## Task
Line by line, return everything in the listing exactly.

## Data for this task

PR #391, opened 2017-06-27
Let users delete documents they added

nathanathan:
Pivotal story: https://www.pivotaltracker.com/story/show/143426399


jgoley:
Looks good 👍 
I made a small change—just moved the delete button to directly above the text. I thought it got a little lost on the far right.

PR #394, opened 2017-06-30
Replace bootstrap-validator with parsley.js

jgoley:
[PT Chore](https://www.pivotaltracker.com/story/show/147722207)


nathanathan:
The document's title field is being required now, but I think we made the decision that it should be optional. Also, the validation on the publication time isn't stopping submits.

jgoley:
Thanks for spotting those issues. Should be good to go now.

nathanathan:
👍 Looks good

PR #395, opened 2017-07-05
Fix incident modal content repositioning 147827315

jgoley:
This took a good bit of digging. Applies `will-change: transform` to scrollable elements within the `suggestedIncidentModal` which tells the browser to expect changes to these elements.


nathanathan:
👍

PR #397, opened 2017-07-07
Fix deleting empty documents

jgoley:
Adds a delete button within the little error notification and moves the button up to the top header.


nathanathan:
👍

PR #398, opened 2017-07-07
Fix bugs related to location not having name

jgoley:
There was an edge case where if a location did not have a name property, an error would be thrown and a phantom space would appear in the UI.
Also fixes an issue which disabled the incident detail toggle when the incident had events but no locations.

[PT Bug](https://www.pivotaltracker.com/story/show/148483127)


nathanathan:
👍

PR #399, opened 2017-07-10
Fix padding of suggested and parsley-error form elements

jgoley:
[PT Bug](https://www.pivotaltracker.com/story/show/148483257)

### DIFF
--- a/imports/stylesheets/forms/parsley.import.styl
+++ b/imports/stylesheets/forms/parsley.import.styl
@@ -28,8 +28,8 @@ $invalid = darken($danger, 10%)
     background lighten($danger, 95%)
     border-top 1px solid lighten($danger, 75%)
     border-color lighten($danger, 75%) !important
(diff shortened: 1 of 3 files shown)


imports/stylesheets/forms/parsley.import.styl
```diff
@@ -28,8 +28,8 @@ $invalid = darken($danger, 10%)
     background lighten($danger, 95%)
     border-top 1px solid lighten($danger, 75%)
     border-color lighten($danger, 75%) !important
-    padding-top 10px !important
-    padding-bottom 10px !important
+    padding-top .75em !important
```
nathanathan: Could we do away with the !important modifiers here?

jgoley: Yep, good call!

nathanathan:
👍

## Answer area
PR #391, opened 2017-06-27
Let users delete documents they added

nathanathan:
Pivotal story: https://www.pivotaltracker.com/story/show/143426399


jgoley:
Looks good 👍 
I made a small change—just moved the delete button to directly above the text. I thought it got a little lost on the far right.

PR #394, opened 2017-06-30
Replace bootstrap-validator with parsley.js

jgoley:
[PT Chore](https://www.pivotaltracker.com/story/show/147722207)


nathanathan:
The document's title field is being required now, but I think we made the decision that it should be optional. Also, the validation on the publication time isn't stopping submits.

jgoley:
Thanks for spotting those issues. Should be good to go now.

nathanathan:
👍 Looks good

PR #395, opened 2017-07-05
Fix incident modal content repositioning 147827315

jgoley:
This took a good bit of digging. Applies `will-change: transform` to scrollable elements within the `suggestedIncidentModal` which tells the browser to expect changes to these elements.


nathanathan:
👍

PR #397, opened 2017-07-07
Fix deleting empty documents

jgoley:
Adds a delete button within the little error notification and moves the button up to the top header.


nathanathan:
👍

PR #398, opened 2017-07-07
Fix bugs related to location not having name

jgoley:
There was an edge case where if a location did not have a name property, an error would be thrown and a phantom space would appear in the UI.
Also fixes an issue which disabled the incident detail toggle when the incident had events but no locations.

[PT Bug](https://www.pivotaltracker.com/story/show/148483127)


nathanathan:
👍

PR #399, opened 2017-07-10
Fix padding of suggested and parsley-error form elements

jgoley:
[PT Bug](https://www.pivotaltracker.com/story/show/148483257)

### DIFF
--- a/imports/stylesheets/forms/parsley.import.styl
+++ b/imports/stylesheets/forms/parsley.import.styl
@@ -28,8 +28,8 @@ $invalid = darken($danger, 10%)
     background lighten($danger, 95%)
     border-top 1px solid lighten($danger, 75%)
     border-color lighten($danger, 75%) !important
(diff shortened: 1 of 3 files shown)


imports/stylesheets/forms/parsley.import.styl
```diff
@@ -28,8 +28,8 @@ $invalid = darken($danger, 10%)
     background lighten($danger, 95%)
     border-top 1px solid lighten($danger, 75%)
     border-color lighten($danger, 75%) !important
-    padding-top 10px !important
-    padding-bottom 10px !important
+    padding-top .75em !important
```
nathanathan: Could we do away with the !important modifiers here?

jgoley: Yep, good call!

nathanathan:
👍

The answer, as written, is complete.